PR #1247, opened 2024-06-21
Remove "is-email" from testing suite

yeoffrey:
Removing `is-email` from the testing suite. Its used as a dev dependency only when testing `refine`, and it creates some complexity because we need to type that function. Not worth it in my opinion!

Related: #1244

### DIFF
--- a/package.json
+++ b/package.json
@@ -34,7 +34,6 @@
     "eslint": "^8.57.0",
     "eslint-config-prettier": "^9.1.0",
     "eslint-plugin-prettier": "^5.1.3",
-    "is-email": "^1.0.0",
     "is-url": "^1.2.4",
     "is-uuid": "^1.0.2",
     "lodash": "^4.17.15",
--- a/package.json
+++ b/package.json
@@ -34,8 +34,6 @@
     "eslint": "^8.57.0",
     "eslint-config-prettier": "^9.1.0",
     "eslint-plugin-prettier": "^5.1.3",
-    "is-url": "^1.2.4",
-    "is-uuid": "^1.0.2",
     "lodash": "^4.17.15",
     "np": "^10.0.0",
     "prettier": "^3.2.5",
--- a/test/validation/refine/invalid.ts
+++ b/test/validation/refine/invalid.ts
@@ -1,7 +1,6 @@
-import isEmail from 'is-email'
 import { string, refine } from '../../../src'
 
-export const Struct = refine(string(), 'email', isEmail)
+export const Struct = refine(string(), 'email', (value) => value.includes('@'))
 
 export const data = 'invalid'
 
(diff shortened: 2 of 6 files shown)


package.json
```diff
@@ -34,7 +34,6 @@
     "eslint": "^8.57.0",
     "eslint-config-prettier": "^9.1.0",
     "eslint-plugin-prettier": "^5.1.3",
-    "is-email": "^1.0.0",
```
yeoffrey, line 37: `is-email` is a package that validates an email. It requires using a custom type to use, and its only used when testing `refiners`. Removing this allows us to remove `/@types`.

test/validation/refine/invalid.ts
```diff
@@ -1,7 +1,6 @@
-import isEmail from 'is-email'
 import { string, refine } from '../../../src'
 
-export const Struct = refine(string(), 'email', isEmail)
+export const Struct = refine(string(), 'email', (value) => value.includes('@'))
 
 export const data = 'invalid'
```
+ + + + + + +
Show the lines above that have the word "yeoffrey".

yeoffrey:
yeoffrey, line 37: `is-email` is a package that validates an email. It requires using a custom type to use, and its only used when testing `refiners`. Removing this allows us to remove `/@types`.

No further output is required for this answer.